First and foremost, id like to say that binomial theorem is the hardest stuff ive ever done, seriously struggling

The following is from Exercise 5E Q7c of Camrbidge maths.

(x - 2y)^12

i. Find the coefficient with the greatest absolute value
ii. Find the term with the greatest absolute value if x = 2/3 and y = 3

Well doing the first bit

I did the usual: Tk+1 / Tk > 1 blah blah all the crap working out.

Then i simplied it to

-2y (13 - k) / xk > 1

Here am i supposed to make x and y = 1?

If so it comes down to

k > 26 which i am totally confused about.

Note:
I think my class is doing a different way to the way the TB explains.
We do Tk+1 = nCk, Tk = nCk-1

If anyone has done this one before, please shed your wisdom
I bet ya im doing it totally wrong.

 

[3unitz]

The following is from Exercise 5E Q7c of Camrbidge maths.

(x - 2y)^12

i. Find the coefficient with the greatest absolute value
ii.
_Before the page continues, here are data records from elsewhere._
Issue #748, opened 2016-10-30
By default variables in XML templates aren't escaped


tomviner:
Doing some mocking with moto, and I have `&` in my test data. This kind of thing fails:

```
@mock_s3
def test_boto3_list_keys_xml_escaped():
    s3 = boto3.client('s3', region_name='us-east-1')
    s3.create_bucket(Bucket='mybucket')
    s3.put_object(Bucket='mybucket', Key='Q&A.txt', Body=b'is awesome')
    s3.list_objects_v2(Bucket='mybucket')
```

errors because the `&` isn't escaped `<Key>Q&A.txt</Key>`:

``` python
  File "/home/me/dev/moto/.tox/py34/lib/python3.4/site-packages/botocore/parsers.py", line 386, in _parse_xml_string_to_dom
    "invalid XML received:\n%s" % (e, xml_string))
nose.proxy.ResponseParserError: Unable to parse response (not well-formed (invalid token): line 9, column 18), invalid XML received:
b'<?xml version="1.0" encoding="UTF-8"?>\n<ListBucketResult xmlns="http://s3.amazonaws.com/doc/2006-03-01/">\n  <Name>mybucket</Name>\n  <Prefix>None</Prefix>\n  <MaxKeys>1000</MaxKeys>\n  <Delimiter>None</Delimiter>\n  <IsTruncated>false</IsTruncated>\n    <Contents>\n      <Key>Q&A.txt</Key>\n      <LastModified>2016-10-30T19:53:45.011Z</LastModified>\n      <ETag>"d32bda93738f7e03adb22e66c90fbc04"</ETag>\n      <Size>10</Size>\n      <StorageClass>STANDARD</StorageClass>\n      <Owner>\n        <ID>75aa57f09aa0c8caeab4f8c24e99d10f8e7faeebf76c078efc7c6caea54ba06a</ID>\n        <DisplayName>webfile</DisplayName>\n      </Owner>\n    </Contents>\n  </ListBucketResult>'
```

Similarly listing by prefix, regardless of objects in s3 fails:

``` python
s3.list_objects_v2(Bucket='mybucket', Prefix='<>')
# writes
<Prefix><></Prefix>
```

This is because in `moto/core/responses.py` [`_TemplateEnvironmentMixin.should_autoescape` was set to False](https://github.com/spulec/moto/commit/d3e4c2c4b5bf900ac1c32cbb8469ef718e14c807#diff-427c67d098e415aae0a327e597f8c7c7R65).

[...]

PR #779, opened 2016-11-24
Turn on XML escaping by default

tomviner:
Fix for https://github.com/spulec/moto/issues/748

This turns on XML escaping by default.


spulec:
Thanks!

Issue #780, opened 2016-11-27
Modifications: Fix s3bucketpath handling for IP based requests #765


rocky4570:
With regards to change https://github.com/spulec/moto/pull/765.

This change causes problems when using moto (s3) on Windows machines as inet_pton is not part of the socket module. Results in AttributeError: 'module' object has no attribute 'inet_pton'

Fix is to use inet_pton but requires installing (win-inet-pton) and placing in moto/s3/responses.py:

import os
if os.name == 'nt':
    import win_inet_pton
import socket

But this isn't really a good option IMHO, as forces additional requirements to contain a library for architecture type for the 1 check being done to determine if sub-domain.

jgelens:
Replacing the ip logic with a regex for ipv4 and ipv6 IP's would maybe work?

spulec:
Fixed with #784

Issue #769, opened 2016-11-14
Invoking Lambda function does not generate the correct payload


RealSalmon:
Is the payload delivered when invoking a lambda function incorrect? Instead of delivering the function's return value, it looks like it is delivering a dictionary with a single 'result' key that contains the log output.

e.g. I would expect test_invoke() below to pass . . .

```python

import io
import zipfile
import boto3
import json
from moto import mock_lambda

lambda_fx = """
def lambda_handler(event, context):
    return event
"""

def init_lambda(fx):
    zip_output = io.BytesIO()
    zip_file = zipfile.ZipFile(zip_output, 'w', zipfile.ZIP_DEFLATED)
    zip_file.writestr('lambda_function.zip', fx)
    zip_file.close()
    zip_output.seek(0)

    boto3.client('lambda').create_function(
        FunctionName='test-lambda-fx',
        Runtime='python2.7',
        Role='test-iam-role',
        Handler='lambda_function.lambda_handler',
        Description='test lambda function',
        Timeout=3,
        MemorySize=128,
        Publish=True,
        Code={
            'ZipFile': zip_output.read()
        },
    )


@mock_lambda
def test_invoke():
    init_lambda(lambda_fx)
    result = boto3.client('lambda').invoke(
        FunctionName='test-lambda-fx',
        InvocationType='RequestResponse',
        LogType='Tail',
        Payload=json.dumps({'hello': 'world'})
    )

    assert json.loads(result['Payload'].read()) == {'hello': 'world'}

```

rocky4570:
Ah ok - the patch I put up was putting data to LogResult (http://boto3.readthedocs.io/en/latest/reference/services/lambda.html#Lambda.Client.invoke) so I will have a look at this.

spulec:
Fixed with #781

PR #781, opened 2016-11-28
Fixup lambda for ResponseRequest

rocky4570:
Issues with #780 aside,

Here is attempt 2 or 5 (forget) for fixing Lambda. Issue #769 - Invoking Lambda function does not generate the correct payload.

As mentioned there was only putting data out for Cloud Watch Logs not in actual payload - hopefully this will address it.


spulec:
Great, thanks!

PR #784, opened 2016-12-01
Fix s3bucket_path

2mf:
This pull request fixes a issue within s3 when creating a bucket and the URL ends with a slash.

It as well fixes the compatibility issue mentioned in issue #780 .

Testcases were extended to cover these cases.


spulec:
Awesome, thank you!

PR #787, opened 2016-12-05
sqs: Use unix_time in place of time.time()

ronin13:
unix_time() from moto.core.utils is used as the time source through moto,
and it is identical to time.time() in output. Hence, using unix_time()
since it makes mocking easier during testing (when time is mocked out).


spulec:
Thanks!

PR #789, opened 2016-12-07
Various RDS, RDS/Cloudformation, RDS/KMS fixes and additions

mnussbaum:
We need to mock out deploying RDS instances with full disk encryption
and detailed tagging. We also need to be able do deploy these instances
with Cloudformation, and then access them with both boto and boto3.
The following changes were made to support this use case:

* Join RDS and RDS2 backends - this makes RDS resources created via
  either of the two boto RDS APIs visible to both, more closely
  mirroring how AWS works
* Fix RDS responses that were returning JSON but should be returning XML
* Add mocking of RDS Cloudformation calls
* Add mocking of RDS full disk encryption with KMS
* Add mocking of RDS DBParameterGroups
* Fix mocking of RDS DBSecurityGroupIngress rules
* Make mocking of RDS OptionGroupOptions more accurate
* Fix mocking of RDS cross-region DB replication
* Add tag support to RDS:
  * DBs
  * DBSubnetGroups
  * DBSecurityGroups

@ritsok and @2rs2ts helped with this work!

### DIFF
--- a/moto/cloudformation/parsing.py
+++ b/moto/cloudformation/parsing.py
@@ -12,6 +12,7 @@ from moto.elb import models as elb_models
 from moto.iam import models as iam_models
 from moto.kms import models as kms_models
 from moto.rds import models as rds_models
+from moto.rds2 import models as rds2_models
 from moto.redshift import models as redshift_models
 from moto.route53 import models as route53_models
 from moto.s3 import models as s3_models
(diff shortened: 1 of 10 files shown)


mnussbaum:
I've amended the commit to fix the test failures that were occurring under python 2.6

spulec:
Awesome, thank you for all of the work on this!

mnussbaum:
Thanks for merging!

PR #790, opened 2016-12-08
Fixes for dynamodb2 mocking

tideline:
We started using moto for our unit tests, and the following were needed to make our code work with the mocked dynamodb2:

- dynamodb item updates allow whitespace around the `=` in update expression, so splitting the expression by whitespace does not guarantee grouping the value expression together
- dynamodb attribute name replacement allows names to be substrings of other names (e.g. we programatically construct `c1` and `c10`, and the mock library would replace these in sequence, thus could replace `c1` before `c10` leading to faulty replacement
- the code to find the hash key condition for a query assumed that the indexes of a sorted list of attribute expression names match the corresponding indexes into the key conditions; this is not generally true, as there can be any number of attributes in the attribute names, leading to the wrong conditions being popped off the list. This PR replaces that assumption with actually searching for the attribute name in the expressions.


moto/dynamodb2/models.py
```diff
@@ -110,27 +111,27 @@ def describe_attrs(self, attributes):
...
-        ACTION_VALUES = ['SET', 'set', 'REMOVE', 'remove']
-
-        action = None
-        for value in update_expression.split():
-            if value in ACTION_VALUES:
-                # An action
-                action = value
-                continue
-            else:
+        parts = [p for p in re.split(r'\b(SET|REMOVE|ADD|DELETE)\b', update_expression) if p]
```
georgepsarakis: Why are you filtering values in the list comprehension with `if p`? As far as I understand a valid expression will not yield e.g. an empty string.

moto/dynamodb2/models.py
```diff
@@ -110,27 +111,27 @@ def describe_attrs(self, attributes):
...
+        for action, valstr in zip(parts[:-1:2], parts[1::2]):
```
georgepsarakis: `zip` will not raise an error if the iterables are not of the same length: 

```python
zip(range(10), range(20)) # [(0, 0) ... (9, 9)]
```

Perhaps it would be better to use a list comprehension?

```python
for operation, attributes in ((parts[index], parts[index + 1]) for index in xrange(len(parts))):
    ...
```

JackDanger:
@tideline & @sumpfork There are some comments on this PR thanks to @georgepsarakis, could you please take a look and either reply or implement the changes? Then we can merge this to master!

moto/dynamodb2/models.py
sumpfork: `'SET #c0=:v0, #c1=:v1, #c...2, #c3=:v3, #c4=:v4, #c5=:v5, #c6=:v6, #c7=:v7, #c8=:v8, #c9=:v9, #c10=:v10'`, for example, generates the list `[u'', u'SET', u' #c0=:v0, #c1=:v1, #c2=:v2, #c3=:v3, #c4=:v4, #c5=:v5, #c6=:v6, #c7=:v7, #c8=:v8, #c9=:v9, #c10=:v10']`, so this `if p` filters out the empty starting element. I guess it's true that only that starting element should ever be empty - I could change the code to check that explicitly and then throw it out?

moto/dynamodb2/models.py
sumpfork: While true that `zip` behaves that way, we are zipping a list against itself here, so the lengths can't be radically different. At worst, the length is odd and we'll miss the final element. I added an assert to catch that.

moto/dynamodb2/models.py
georgepsarakis: @sumpfork how about replacing with `match`, I think it increases readability:

```
>>> print re.match(r'(?P<action>SET|REMOVE|ADD|DELETE)\s(?P<attribute_pairs>.+)', s).groupdict()
>>> {'action': 'SET',
 'attribute_pairs': '#c0=:v0, #c1=:v1, #c...2, #c3=:v3, #c4=:v4, #c5=:v5, #c6=:v6, #c7=:v7, #c8=:v8, #c9=:v9, #c10=:v10'}
```

sumpfork: As far as I understand the DynamoDB docs (I haven't used this feature myself) it is legal to include multiple update statements in one update expressions as long as they don't use the same operator. Using `match` in this straightforward manner would include any following ones in the `attribute_pairs` group. We could design a fancier regex and use `findall`, but I believe the only way expressions are identified is by occurrence of one of the operator keywords, so I doubt that this expression would be more readable.

sumpfork: I think this would be the `findall` version:
```
        operator_expr = r'\b(?:SET|REMOVE|ADD|DELETE)\b'
        parts = re.findall('({})((?:.(?!{}))+)'.format(operator_expr, operator_expr), update_expression)
```

georgepsarakis: @sumpfork I agree with you, there seems to be virtually no gain and the readability is better as the `split` version is much easier for someone to understand. Perhaps what is needed is just a comment for the `if` filtering in the list comprehension, for future readers to understand.

JackDanger:
@georgepsarakis does this look good to you?

JackDanger:
@tideline Thanks for your contribution. Apologies it took a while to review and merge but we're on the case now and we'd love to have more great improvements like this from you. Welcome to Moto!

PR #796, opened 2016-12-16
Add service ARNs support to the `DescribeServices` ECS API

hltbra:
Before this PR, moto only worked with service names, but AWS also supports service ARNs.


spulec:
Thanks!

PR #725, opened 2016-10-09
Some fixes for Route53 mocks

joshuaspence:
Two fixes for mocking Route53 API calls:
1. When calling `created_hosted_name`, a period will be appended to the zone name if it did not already end in a period.
2. The zone IDs in the response from the `list_hosted_zones` are prefixed with `/hostedzone/`, similar to the responses from other Route53 methods.

PR #799, opened 2017-01-05
Added '/hostedzone/' to hosted zone ID as they are in both boto2 and …

AkhterAli:
Added the correct output of zone ID from boto2 and boto3.

### DIFF
--- a/moto/route53/models.py
+++ b/moto/route53/models.py
@@ -231,7 +231,7 @@ class Route53Backend(BaseBackend):
         self.resource_tags = defaultdict(dict)
 
     def create_hosted_zone(self, name, private_zone, comment=None):
-        new_id = get_random_hex()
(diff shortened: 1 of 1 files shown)


AkhterAli:
I'll elaborate on this.  On Boto3 and on boto2 (when calling get_zones or get_hosted_zone_by_name), the hosted zone ID is returned with a '/hostedzone/' prefix.  Thus many of us strip this out.  If possible, could we also add the '/hostedzones/' prefix when calling the same API's on Moto?

If need be, I'll build a utility trimmer to trim it out so the tests do not fail.

spulec:
I'm confused. Does boto add this or is it part of the return data in the API?

Any idea why the tests are failing?

spulec:
Going to close this in favor of #725

PR #802, opened 2017-01-12
IAM: raise error if requiested instance profile does not exist

jszwedko:
Borrowed the same approach missing roles takes

Signed-off-by: Andrew Harris <andrew.harris@getbraintree.com>


spulec:
Thanks!

PR #804, opened 2017-01-12
Fix Route53 response and tests

AkhterAli:
This commit is to make sure #725 and #799 pass.  This commit should not pass tests as the tests need to be changed.  If tests change before commit then it should pass.

get_all_zones() does not return just the zone ID, it returns '/hostedzone/zoneid'


AkhterAli:
As I said, this will fail because of the conditions put on the tests.  The tests need to be changed, I've added the new changes on my PR.

spulec:
Thanks!

PR #806, opened 2017-01-13
sts: Implement get_caller_identity

jszwedko:
Return a canned response

Signed-off-by: Andrew Harris <andrew.harris@getbraintree.com>


spulec:
Thanks!

PR #2751, opened 2020-02-17
Implemented S3 Account-level public access block.

mikegrima:
- Also added AWS Config listing and fetching support


mikegrima:
This also fixes the broken AWS Lambda test.

mikegrima:
I see that tests are failing because `coverage` was upgraded to 5.0. For some reason, my pinning to version `4.5.4` isn't working so I am going to investigate why.

mikegrima:
Found the issue -- updating.

spulec:
Looks great! Thanks for all of this.

PR #2754, opened 2020-02-17
Allow ports in k8s service urls for s3 mock

gtmanfred:
If there is a port in the host for the request, then this if statement
is not tripped.


spulec:
Thanks!

PR #2755, opened 2020-02-18
DynamoDB - Send item to DDB Stream on update, not just on create

bblommers:
Created DynamoDB items were already send to DynamoDB streams.
This PR also adds supports updates to be send through


spulec:
Looks great; thanks!

PR #2756, opened 2020-02-18
Support default task-priority and Lambda-role in SWF workflow registration

EpicWink:
SWF workflow type now keeps track of the default task-priority and default AWS Lambda role, set at workflow registration.

This requires the test to use `boto3` and `mock_swf` (instead of the existing import of `boto` and `mock_swf_deprecated`), as `boto` doesn't support these parameters in workflow registration.

A future PR will be needed to support decision task priority.


spulec:
Looks great; thank you!

PR #2761, opened 2020-02-20
EMR - Return start time of first step

### LINKED ISSUE #1427: EMR list_step responses don't contain start date in output
There is a bug in the LIST_STEP_TEMPLATE and other EMR templates around the start date for steps: the conditional looks at `ready_datetime` but then outputs `start_datetime`.

This from https://github.com/spulec/moto/blob/896f040fca975865c1d441d90016446c72db3ed4/moto/emr/responses.py#L794-L796

```
            {% if step.ready_datetime is not none %}
            <StartDateTime>{{ step.start_datetime.isoformat() }}</StartDateTime>
            {% endif %}
```

Nothing in the code looks at `step.ready_datetime` that I could see (use create, start, and end), so I'm guessing the conditional is wrong. This exists in a few other templates too.

bblommers:
Fixes #1427 

'Starts' the first step of a cluster, and sets the start time of that step.

### DIFF
--- a/moto/emr/models.py
+++ b/moto/emr/models.py
@@ -86,6 +86,9 @@ class FakeStep(BaseModel):
         self.start_datetime = None
         self.state = state
 
+    def start(self):
+        self.start_datetime = datetime.now(pytz.utc)
+
 
 class FakeCluster(BaseModel):
     def __init__(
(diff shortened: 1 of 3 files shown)


spulec:
Thanks!

ashb:
Good work @bblommers !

Find the term with the greatest absolute value if x = 2/3 and y = 3

i)
Tk+1 = (-1)^k . a^(n-k) . b^k . nCk
Tk+1 = (-1)^k . x^(12 - k) . (2y)^k . 12Ck
Tk+1 = (-1)^k . x^(12 - k) . (2^k). y^k . 12Ck

general coefficient = (2^k).12Ck

(2^k).12Ck / [2^(k-1)].12Ck-1 > 1
(2^k).12Ck > [2^(k-1)].12Ck-1
2.(12Ck) > 12Ck-1
2. 12!/[k!. (12 - k)!] > 12!/[(k-1)!. (12 - k + 1)!]
2 / [k!. (12 - k)!] > 1 /[(k-1)!. (12 - k + 1)!] (devide by through by 12!)
2 / (12 - k)! > k / (12 - k + 1)!] (multiply both sides by k!)
2 (12 - k + 1) > k (multiply both sides by (12 - k + 1)!)
24 - 2k + 2 > k
26 > 3k
8.6 > k
k = 8

greatest coefficient = 2^8.12C8 =126720

ii) same process but your general coefficient will be:
(2/3)^(12 - k) . (2^k). 3^k . 12Ck